まずは、退職金不支給規定ないし減額規定があるか確認して下さい。規定が無ければ減額はできません。規定がある場合には、どの程度、減額できるのか、具体的事情をもとにその都度検討していくことが重要となります。

予防策

 退職金不支給ないし減額事由を定めなければ、減額は認められませんので、まず、就業規則にあらかじめ退職金減額規定を定めることは必須です。

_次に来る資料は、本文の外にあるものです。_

PR #1094, opened 2022-02-23
Ensure Title doesn't overrun

tfgast:
The set title escape code needs to be terminated with a bell character. See https://tldp.org/HOWTO/Xterm-Title-3.html
Before this change I was seeing the following
Screen Shot 2022-02-22 at 4 50 56 PM


imsnif:
Good catch! And thanks for this. Also - apologies for the CI email spam. We've recently introduced a test that ended up being a little flaky. Will take care out of out of scope.

PR #1103, opened 2022-02-23
WIP: Refactor/streamline keybindings

har7an:
Streamlines the way the keybindings are read. While working on #1078 I realized that a lot of the bindings are redundant/repetitions of what is already bound in `normal`. This also means that merely changing keybindings to switch modes in `normal` isn't sufficient, because the changes won't carry to other modes.

This MR attempts to changes this by always applying the keybindings from the `normal` mode/section to all modes. This still gives the individual modes the ability to overwrite single keybindings with custom ones where needed.

It's marked WIP because:

1. I uncommented the tests because I didn't want to adapt those before I heard your feedback on the general idea
2. The way its currently implemented it doesn't respect the `unbind`s, hence I had to exclude `InputMode::Locked` from taking the `normal` bindings. I assume that this is due to the fact that I am overwriting the bindings after the `unbind`s have been handled already? But I'm not quite sure about that because I find it a little hard to understand what exactly is going on in parts of the code with all the `From` traits and stuff. :D


a-kenji:
Thank you for this work.

I don't think we will benefit from this keybinding change, as #1036 proposes a much better solution, IMO.

If you want to refactor the config part, I will gladly look at a refactor pr.

har7an:
> I don't think we will benefit from this keybinding change, as #1036 proposes a much better solution, IMO.

I don't understand how #1036 does anything to deduplicate keybindings in the configuration. Could you elaborate on that?

a-kenji:
> I don't understand how https://github.com/zellij-org/zellij/pull/1036 does anything to deduplicate keybindings in the configuration. Could you elaborate on that?

Sure!

To quote directly from #1036:
```
// Configuration for zellij.

modes clear-defaults=true {
  // Can also use `shared` with a list of modes to include
  shared-except "locked" "renametab" "renamepane" {
    bind "Ctrl-g" {
      SwitchToMode "Locked"
    }
    bind "Ctrl-p" {
      SwitchToMode "Pane"
    }
```

The `shared-except` configuration option would allow all modes
except for the specified modes to share configuration values.
The `shared` configuration options would allow all modes that are listed
to share configuration values. This would allow deduplication of keybindings in the configuration.

har7an:
Hmm, I guess then #1078 is obsolete as well, right?

har7an:
Well, on to something new then...

Issue #883, opened 2021-11-18
Feature: pass title through to terminal.


a-kenji:
Currently zellji swallows the tile, that is set for a pane.
And doesn't pass it through to the terminal.

- [ ] pass the title through
- [ ] make the title adjustable (zession name, title, host name)

KerfuffleV2:
Has anyone looked at this recently? As far as I can tell, passing the title through just doesn't work at all in spite of a pull being merged that was supposed to fix it. My terminals just have `zellij` as the title, although my prompt normally sets a title with the user/path.

Also nothing happens when running a command such as: 
```sh
echo -ne '\e]0;Yo\a';sleep 5
```

Tested in Konsole, xterm and WezTerm with identical behavior.

imsnif:
Can this be closed? Zellij already sets the title of the terminal according to the current session and pane

KerfuffleV2:
The problem I posted about here was resolved when my PR got merged, so that wouldn't be a reason to keep it open anyway.

PR #1113, opened 2022-02-24
fix: Allow terminal title passthrough even when not drawing pane frames.

### LINKED ISSUE #1111: Terminal title passthrough only works when pane frames are enabled.
Reproduced in `zellij 0.26.0`.

This appears to be caused because the title is only set in the pane frame render function, which doesn't get called when pane frames are disabled. Expected behavior would be to always pass through the title.

KerfuffleV2:
Currently the terminal title is set in the pane frame render function, which does not seem to run when displaying pane borders is disabled. 

This pull adds a `render_terminal_title` method to the `Pane` trait and a `render_terminal_title_if_needed` method to the `PaneContentsAndUi` struct. The latter can be called from `Tab::render` to ensure the title is always set when needed.

***Note***: First time looking at the Zellij codebase so I don't know if this is the correct approach. However, it does fix the issue for me with pane frames disabled (and terminal title setting still works with them enabled.)

Closes #1111
Other related issue: #883

### DIFF
--- a/zellij-server/src/panes/plugin_pane.rs
+++ b/zellij-server/src/panes/plugin_pane.rs
@@ -16,6 +16,7 @@ use zellij_utils::zellij_tile::prelude::{Event, InputMode, Mouse, PaletteColor};
 use zellij_utils::{
     channels::SenderWithContext,
     pane_size::{Dimension, PaneGeom},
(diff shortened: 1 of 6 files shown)


a-kenji (approved):
LGTM, thank you very much.

PR #1116, opened 2022-02-25
add tmux ctrl+b d shortcut for detach

casonadams:
The default keybinding for tmux detach is `ctrl+b` `d` adding this to the default might be nice for `tmux` users.


a-kenji:
Thank you!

 そして、具体的規定としては、就業規則、退職金規程等の退職金支給要件として、「社員が退職又は解雇されたときは、会社が指定する日までに、会社が指定した者に業務の引き継ぎをしなければならない。この引継ぎをなさない社員に対しては、退職金を一部(または全額)支給しないことがある。」等の定めが考えられます。
 もっとも、業務の性質上、引継ぎを行わせる必要性が高く、規定に全額支給しないことがある可能性を定めた場合でも、これがそのまま有効に適用され、退職金を全額不支給とできる可能性は低いと考えられますので、注意が必要です。実際には、その会社の退職金の性質、引継ぎ業務の重要性、その他引継ぎに関する情状を考慮し、退職時に引継ぎを行わなかった者に対し、退職金を一部、相当額減額することになるといえるでしょう。